Il pericolo maggiore sono la caduta di lapilli infuocati?
«Sì, ma non sono certamente l'unico pericolo. A preoccupare è quasi sempre il rischio tsunami. In genere, i prodotti generati dal parossisma ricadono e si depositano lungo i fianchi del vulcano, prevalentemente in quella che viene comunemente chiamata la Sciara del Fuoco, una sorta di valle che si apre sul fianco settentrionale dello Stromboli. Nella Sciara di Fuoco quindi vanno a finire i materiali piroclastici e lavici eruttati dai crateri sommitali. Questo può provocare frane più o meno importanti che, una volta raggiunta l'acqua, possono generare tsunami».

Potrebbero verificarsi anche tsunami devastanti?
«Sì. Ne abbiamo avuto una dimostrazione nel 2002, quando uno tsunami ha creato tantissimi danni. In quell'occasione un'onda anomala ha causato feriti, danni a diverse imbarcazioni e ha fatto scattare il piano di evacuazione dell'isola. Ma abbiamo anche prove di tsunami ancora più devastanti che si sono verificati in passato. Pensiamo, ad esempio, che nel Medioevo uno tsunami generato in seguito all'eruzione dello Stromboli sia arrivato addirittura a colpire la Campania.
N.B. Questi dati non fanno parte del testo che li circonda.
Issue #4881, opened 2020-07-26
Fix tests that use callbacks


ybiquitous:
> Clearly describe the bug

I found a bug in the following test code using a callback:

https://github.com/stylelint/stylelint/blob/9f93d1f25ab6c8f8142817269243848fb1bec22a/lib/utils/__tests__/isStandardSyntaxRule.test.js#L58-L62

When I add `done()` to the test as follows, this test fails.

Il rischio tsunami è quindi reale e del tutto giustificato».

Perché dopo l'eruzione di due giorni, ieri si è deciso ad alzare il livello d'allerta da «verde» a «giallo»?
«Lo Stromboli viene monitorato di continuo, 24 ore su 24, da tutta una serie di sensori che ne misurano le deformazioni, la sismicità, la chimica dei gas rilasciati e altri parametri chimico-fisici e geologici. L'insieme di queste informazioni consente di identificare con precisione dei cambiamenti nella dinamica del vulcano. Sono stati quindi notati dei parametri anomali che indicano il bisogno di un livello di attenzione più alto della norma».

Si prevedono nuove eruzioni violente?
«A differenza delle eruzioni di altri vulcani, quelle dello Stromboli non si possono assolutamente prevedere. Non ci sono quindi precursori chiaramente riconoscibili in grado di metterci tempestivamente in allerta. Questa è un'altra peculiarità del vulcano siciliano».

L'attività dello Stromboli può influenzare quella dell'Etna e viceversa?
«No. Sono strutture diverse e separate. L'attività di una, quindi, non può influenzare quella dell'altra».